Dive Brief:
- Charter school operator Imagine Schools was ordered by U.S. District Judge Nanette K. Laughrey in Missouri to pay $1 million for its role in a profitable real estate scheme described in a 29-page ruling as "self-dealing."
- In this particular case, Imagine Schools, which has more than 30,000 students nationwide, negotiated a lease contract between a school it managed and a property it owned, benefiting from state taxpayer dollars received by the school and used for rent.
- The story is the latest among a growing number of similar allegations against charter school operators, according to Buzzfeed.
Dive Insight:
Founded in 2004 by Dennis and Eileen Bakke, who bought a struggling for-profit management company, Imagine is today made up of three entities: a non-profit called Imagine Schools Non-Profit, a for-profit management company called Imagine Schools, and a real estate development company called Schoolhouse Finance LLC. The triad allows the company to, hypothetically, legally engage in the various — and lucrative — stages of charter development.
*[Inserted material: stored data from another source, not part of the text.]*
PR #2216, opened 2025-11-13
[utils] Introduce `Acknowledgement`

patrick-ogrady:
Replaces: #2202 
Replaces: #2212

Instead of adding a custom `Reporter` impl, I think the most maintainable approach is to treat `Acknowledgement` as a first-party action.

### DIFF
--- a/utils/src/acknowledgement.rs
+++ b/utils/src/acknowledgement.rs
@@ -24,6 +24,7 @@ pub struct Canceled;
 pub trait Acknowledgement: Clone + Send + Sync + Debug + 'static {
     /// Future resolved once the acknowledgement is handled.
     type Waiter: Future<Output = Result<(), Self::Error>> + Send + Sync + Unpin + 'static;
+
     /// Error produced if the acknowledgement is not handled.
     type Error: Debug + Send + Sync + 'static;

Through Schoolhouse Finance, Imagine Schools is able to profit by leasing physical space to the charter schools it operates. One of the saddest examples of this cycle is in Florida, where an Imagine school was paying such exorbitant rents that it went into debt. The kicker? Debt leads to closure and closure means the schools remain on the hook to the for-profit entity for exorbitant amounts.
While this is obviously atrocious behavior, Buzzfeed points out that ProPublica found that a different nonprofit charter school had placed $20 million in taxpayer dollars into multiple for-profit companies owned by the founder of the school. It's a problem that extends beyond just Imagine.